If you've read it or not, I highly recommend the audiobook. The voice acting is superb - the cast is top notch - and the stories are all visceral and immensely affecting.

The book is an oral history of the world wide zombie war. It takes the form of survivor interviews that span the globe, and the outbreak from start to finish. Brooks pulls no punches, and it goes without saying that the subject matter might be triggering. He's also done his research. He's thought out so many of the possible political, economic and social affects of the dead walking the earth. It's a really smart, really thorough work.

Run, don't walk.
schmevil: (don and roger (bromance))
No, not holy ants, but HOLY JESUS, ANTS. Today I woke up to ants, quite a lot of them, crawling on my legs. To call the situation uncool would be, I think many of you will agree, a vast understatement. What was especially trouble about it, was that it reminded me of another Waking To Insect Invasion incident that's wormed it's way into a bit of prime real estate in my psyche.

After smiting the ants I found myself running through my repertoire - just how many insect related annecdotes do I have? Quite a few, actually, but I'll be kind and relate only one. The most traumatic of all my insectoid encounters. It's not the most disturbing - that honor goes to an incident involving honey, a hive of bees and box - but it's the one that's stuck with me, through thick and thin. It's my go-to insect trauma.

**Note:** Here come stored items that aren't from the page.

PR #1919, opened 2019-06-24
Clean up unneeded props

joelochlann:
All of these props are actually supplied directly to the child components that need them via Redux wiring. They don't need to be supplied to the parent.


jlieb10:
@joelochlann TeamCity was erroring all of the builds on this repo yesterday evening but it seems to be fixed now so I re-ran this branch to pass

PR #1920, opened 2019-06-25
Update Brewfile

akash1810:
Full namespace for gu-scala cask

## Why are you doing this?

## Changes

* Change 1
* Change 2


akash1810:
This doesn't solve the issue @jesseyuen was experiencing; that fix will be raised in a different PR. This one can be closed.

PR #1922, opened 2019-06-25
Make first name and last name optional in gifting model

rupertbates:
## Why are you doing this?

Previously the giftee first name and last name defaulted to empty strings, this made it slightly more difficult to map to the `Option[String]` values used to model these fields on the server. This PR defaults them to null to make their status more explicit.


support-frontend/assets/helpers/paymentIntegrations/readerRevenueApis.js
```diff
@@ -75,8 +89,8 @@ export type RegularPaymentRequest = {|
   deliveryAddress: Option<RegularPaymentRequestAddress>,
   email: string,
   titleGiftRecipient?: Option<Title>,
-  firstNameGiftRecipient?: string,
-  lastNameGiftRecipient?: string,
+  firstNameGiftRecipient?: Option<string>,
+  lastNameGiftRecipient?: Option<string>,
```
johnduffell: what does it mean if it's both optional `?` and an option `Option`?

johnduffell: if this is a "payment request", surely the gift status is not relevant? payment would just be for billing info/frequency/amount and payment card number?

rupertbates: It can be missing entirely and if it is present it can be null

support-frontend/assets/helpers/subscriptionsForms/formReducer.js
```diff
@@ -43,9 +43,9 @@ function createFormReducer(
     billingAddressIsSame: null,
     billingPeriod: initialBillingPeriod,
     titleGiftRecipient: null,
-    firstNameGiftRecipient: '',
-    lastNameGiftRecipient: '',
-    emailGiftRecipient: '',
+    firstNameGiftRecipient: null,
+    lastNameGiftRecipient: null,
+    emailGiftRecipient: null,
```
johnduffell: shoudl all the "gift" stuff be bound together more tightly to avoid so many codependent nullable vaiables?  Like a `GiftInfo` data type that is a sum type containing either Gift(title, firstname, lastname, email) or NonGift

rupertbates: Yes I think it should and it is in the Scala model, but it had already been implemented like this when I got to it and it would be quite a big change to refactor it so I left it as is.

support-frontend/assets/helpers/paymentIntegrations/readerRevenueApis.js
johnduffell: sorry I wasn't clear, I meant what does it mean in real life!  I know what it means in terms of the code.
I guess missing means it's not a gift, and null means it wasn't entered by the gifter?

PR #1928, opened 2019-06-27
 Pre-render an 'empty' contributions landing page 

tomrf1:
## Why are you doing this?
Currently we do server-side rendering by putting an empty version of the landing page into the `contributions.scala.html` template, which then gets replaced when client-side rendering kicks in.

This PR is an initial proposal for switching to using pre-rendering: building the 'empty' version of the react components at _build_ time (on teamcity). The generated html is then loaded from file at runtime and embedded in the twirl template.
This has the advantage of keeping the 'empty' version of each component in the same file as the real thing, rather than split between `.scala.html` and `.jsx` files.

The empty version of each component must not depend on props or the redux store. The approach I have used is to replace e.g.
```
function ContributionForm(props: PropTypes) {...}

export default connect(mapStateToProps, mapDispatchToProps)(ContributionForm);
```
with 2 exports:
```
function withProps(props: PropTypes) {...}
function withoutProps() {...}

export const ContributionForm = connect(mapStateToProps, mapDispatchToProps)(withProps);
export const EmptyContributionForm = withoutProps;
```

## Screenshots
Screenshot 2019-06-27 at 13 50 10


support-frontend/assets/pages/contributions-landing/components/ContributionTypeTabs.jsx
```diff
@@ -94,4 +94,30 @@ function ContributionTypeTabs(props: PropTypes) {
...
 }
 
-export default connect(mapStateToProps, mapDispatchToProps)(ContributionTypeTabs);
+function withoutProps() {
+  return (
+    <fieldset className={classNameWithModifiers('form__radio-group', ['tabs', 'contribution-type'])}>
+      <legend className={classNameWithModifiers('form__legend', ['radio-group'])}>Recurrence</legend>
+      <ul className="form__radio-group-list form__radio-group-list--border">
+        {
+          ['a','b','c'].map(id => {
```
johnduffell: in fact, if we happen to know there are no AB tests running we could just use the actual one.  I think the tabs ordering test was running, which is why these were greyed out

johnduffell:
this is great and couldn't possibly be more hacky than the original mechanism! 😂 
I would say go for it if it works! 🥇 and there will be a lot more opportunities to improve the structure later.

support-frontend/app/controllers/Application.scala
```diff
@@ -129,9 +129,12 @@ class Application(
 
     val js = elementForStage(RefPath("contributionsLandingPage.js"))
 
+    val mainElement = assets.getSsrCacheContentsAsHtml(s"contributions-landing-page-$countryCode","contributions-landing.html")
```
joelochlann: unrelated to your PR but we should probably ditch the country code in the main element id, it's unnecessary and a potential source of bugs. in fact even better would be to have a universal root element id across all pages

tomrf1:
Lighthouse performance is consistent with master (in CODE)

PR #2985, opened 2021-03-16
Remove Google Analytics conditional check in-front of Tag Manager

GHaberis:

This PR simplifies the conditional that checks whether we can use Google Tag Manager by removing the part that checks whether Google Analytics has been granted user consent. We can do this as we're now passing Google Analytics consent state to Tag Manager and making that conditional check in tag manager.


rupertbates (approved):
👍

PR #2986, opened 2021-03-16
make support frontend use SSM tunnel for SSH access

johnduffell:
Co authored with @i-hardy and @lucymonie 

This PR updates support-frontend to use SSM Tunnel
https://github.com/guardian/ssm-scala#enabling-ssm-tunnel

https://trello.com/c/mr8yEEdp/3634-switch-support-frontend-to-ssm

## Why are you doing this?

It's latest security best practice, it only relies on built in AWS infrastructure and AWS credentials.

### DIFF
--- a/support-frontend/README.md
+++ b/support-frontend/README.md
@@ -1,8 +1,8 @@
 Frontend for the new [supporter platform](https://support.theguardian.com/).
 
 ### SSH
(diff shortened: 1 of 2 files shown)


kelvin-chappell (approved):
👍

PR #2987, opened 2021-03-17
Set referrer url

tomrf1:
Previous attempt: https://github.com/guardian/support-frontend/pull/2979

We're now sending `refViewId` with the initial ophan event.
However, we also need to send `ref` (which has the url), otherwise ophan ignores it. See here:
https://github.com/guardian/ophan/blob/75b86abcce07369c8998521399327d436246c016/the-slab/app/extractors/ReferrerExtractor.scala#L180

This change uses the `referrerAcquisitionData` object to get referrerUrl + referrerPageviewId, which we already construct for the acquisition event.

Example event in CODE:
Screen Shot 2021-03-17 at 10 07 52

### DIFF
--- a/support-frontend/assets/helpers/page/page.js
+++ b/support-frontend/assets/helpers/page/page.js
@@ -38,11 +38,12 @@ import {
   type CountryGroupId,
   detect as detectCountryGroup,
 } from 'helpers/internationalisation/countryGroup';
-import { trackAbTests, setRefViewId } from 'helpers/tracking/ophan';
+import { trackAbTests, setReferrerDataInLocalStorage } from 'helpers/tracking/ophan';
 import { getSettings } from 'helpers/globals';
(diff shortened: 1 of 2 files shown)


paulbrown1982 (commented):
This looks OK to me but I'm struggling to see how it all pieces together in code that hasn't changed. Have you confirmed that there won't be an unsafe increase in volume of what gets stored in Local Storage?

tomrf1:
> This looks OK to me but I'm struggling to see how it all pieces together in code that hasn't changed. Have you confirmed that there won't be an unsafe increase in volume of what gets stored in Local Storage?

It only sets the `ophan_follow` local storage item if it's not already there. The ophan tracker script then deletes `ophan_follow` as soon as it sends the first event.

TomPretty (approved):
👍

PR #3001, opened 2021-03-29
Amazon Pay for recurring contributions

tomrf1:
Currently we only support Amazon Pay for one-off contributions, in the US only.
This PR adds Amazon Pay for recurring, in US only.
To begin with the querystring must include `amazon-pay-recurring=true`.

## The existing flow
1. User selects Amazon Pay, and the `AmazonPayLoginButtonComponent` is rendered, which displays a login button.
2. User clicks the button and logs in through the Amazon popup.
3. The accessToken becomes available and we render the `AmazonPayWalletComponent`, which loads the wallet widget.
4. User selects a payment method from their wallet and clicks 'Contribute' button.

## Changes for recurring
For recurring the main change is that we display a consent widget below the wallet widget. The user must check the checkbox in this widget before we allow them to click 'Contribute'.

Behind the scenes, the other main difference is that whereas one-off contributions gets an `orderReferenceId` and sends this to payment-api, recurring gets a `billingAgreementId` and sends this to support-workers.

## UX change
Previously we would hide the Contribute button until the user has selected a payment method from their wallet.
Now, with recurring we also have to get them to check the consent checkbox.

Hiding the Contribute button goes against the UX of the rest of the form, where we always display the Contribute button and display errors if they click it.
So I've updated the UX for both one-off and recurring Amazon Pay to always show the Contribute button as soon as the wallet is displayed. Appropriate error messages are displayed above the consent or wallet widgets if user user has not completed the necessary steps.

### Before sign in:
Screen Shot 2021-03-29 at 13 29 56

### After sign in:
Screen Shot 2021-03-29 at 13 30 05

### No payment method error:
Screen Shot 2021-03-29 at 13 24 40

### No consent error:
Screen Shot 2021-03-29 at 13 24 48

### Invalid payment method error:
Screen Shot 2021-03-30 at 13 06 10

### Fatal error:
Screen Shot 2021-03-30 at 13 38 39


support-frontend/assets/helpers/paymentIntegrations/readerRevenueApis.js
```diff
@@ -166,7 +169,8 @@ export type ExistingDirectDebitAuthorisation = {|
 |};
 export type AmazonPayAuthorisation = {|
   paymentMethod: typeof AmazonPay,
-  orderReferenceId: string
+  orderReferenceId?: string,
+  amazonPayBillingAgreementId?: string
```
tomrf1, line 173: It's not ideal to be using this type for both one-off and recurring. This payment authorisation logic could do with a refactor to split one-off and recurring

support-frontend/assets/pages/contributions-landing/contributionsLandingActions.js
```diff
@@ -505,12 +525,14 @@ const onPaymentResult = (paymentResult: Promise<PaymentResult>, paymentAuthorisa
...
             ));
           } else {
-            if (result.error === 'amazon_pay_fatal') {
-              dispatch(setAmazonPayFatalError);
-            }
-            if (result.error === 'amazon_pay_try_other_card') {
-              // Must re-render the wallet widget in order to display amazon's error message
-              dispatch(setAmazonPayWalletWidgetReady(false));
+            if (paymentAuthorisation.paymentMethod === 'AmazonPay') {
+              if (result.error === 'amazon_pay_try_other_card' || result.error === 'amazon_pay_try_again') {
```
tomrf1, line 529: Both payment-api and support-workers now return these codes. Anything else can be considered 'fatal' and so we disable amazon pay on the client.

support-models/src/main/scala/com/gu/support/workers/CheckoutFailureReasons.scala
```diff
@@ -51,6 +54,18 @@ object CheckoutFailureReasons {
     override def asString = "production_test_account_mismatch"
   }
 
+  case object AmazonPayTryAnotherCard extends CheckoutFailureReason {
```
tomrf1, line 57: these failure reasons are copied from the old logic in payment-api (see AmazonPayApiError.scala)

michaelbjacobson (approved):
Great stuff! 🚀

This was back when my family had a cat. My family now has a dog, and I'm back living with them, while I attend school. I can't imagine things would have gone terribly differently had this happened during my dog days, and not my cat days, save for my cat's slightly more evolved badass genes. As I've said before, the puppy is a scaredy-dog.

In any case, then, like now, the AC was broken and we survived the heat by leaving the windows open near constantly. Since I was young, and stupid in the way that most young people are stupid, I went the extra mile and removed the screen from my bedroom window. The side benefit to this was being able to throw shit at people foolish enough to sit on the balcony under my window. Additionally, although this wasn't my intention, insects and small furred animals now had an entry point to the safe and secure environs of my house: my bedroom window had become the road to El Dorado.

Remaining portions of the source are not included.